The University of California, Riverside team’s implant is made from yttria-stabilised zirconia (YSZ), the same ceramic material currently used in hip implants and dental crowns that has been processed in a way to make it transparent.
Since YSZ has already proven itself to be well-tolerated by the body in other applications, the team’s advance now allows use of YSZ as a permanent window through which doctors can aim laser-based treatments for the brain, importantly, without having to perform repeated craniectomies, which involve removing a portion of the skull to access the brain.
‘This is a case of a science fiction sounding idea becoming science fact, with strong potential for positive impact on patients,’ said Guillermo Aguilar, a professor of mechanical engineering at UC Riverside’s Bourns College of Engineering (BCOE).
Aguilar is part of a team of 10 comprised of faculty, graduate students and researchers from UC Riverside’s Bourns College of Engineering and School of Medicine, who recently published a paper ‘Transparent Nanocrystalline Yttria-Stabilized-Zirconia Calvarium Prosthesis’ about their findings Nanomedicine: Nanotechnology, Biology and Medicine.
Laser-based treatments have shown promise for many brain disorders but realisation of this promise has been constrained by the need for a craniectomy to access the brain, since most medical lasers are unable to penetrate the skull.
The transparent YSZ implants developed by the UC Riverside team address this issue by providing a permanently implanted view port through the skull.
‘This is a crucial first step towards an innovative new concept that would provide a clinically-viable means for optically accessing the brain, on-demand, over large areas, and on a chronically-recurring basis, without need for repeated craniectomies,’ said team member Dr. Devin Binder, a clinician and an associate professor of biomedical sciences at UC Riverside.

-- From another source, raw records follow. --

Issue #787, opened 2026-05-10
Gitignore .env.enterprise and reports folder


kunalk16:
Currently the .env.enterprise and the /reports folder is not ignored, we need to ignore them, especially the .env.enterprise file

kunalk16:
Fixing this with a no-brainer PR: https://github.com/TauricResearch/TradingAgents/pull/786

Adamchaua:
Hi! I can help with this. I'll update the .gitignore to include .env.enterprise and the /reports folder to ensure sensitive data and local reports aren't accidentally committed. Thanks!

kunalk16:
This is one small chore, there are 4 PRs already and maintainers seem unreachable.

kunalk16:
Closing as completed, maintainer themselves checked in to main branch.

PR #884, opened 2026-05-22
fix: ignore .env.enterprise and reports folder (#787)

Adamchaua:
Added .env.enterprise and reports/ to .gitignore as requested in #787. This prevents sensitive environment files and local analysis reports from being accidentally committed.

### DIFF
--- a/.gitignore
+++ b/.gitignore
@@ -149,6 +149,7 @@ activemq-data/
 
 # Environments
 .env
+.env.enterprise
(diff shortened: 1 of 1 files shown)


Yijia-Xiao:
Shipped in d6762d6 — `.env.enterprise` and `reports/` are now gitignored. Closing this and the other duplicate PRs for the same change. Thanks!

Although the team’s YSZ windows are not the first transparent skull implants to be reported, they are the first that could be conceivably used in humans.
According to the university, this is due to the inherent toughness of YSZ, which makes it far more resistant to shock and impact than the glass-based implants previously demonstrated by others.
This enhances safety and may also reduce patient self-consciousness, since the reduced vulnerability of the implant could minimise the need for conspicuous protective headgear.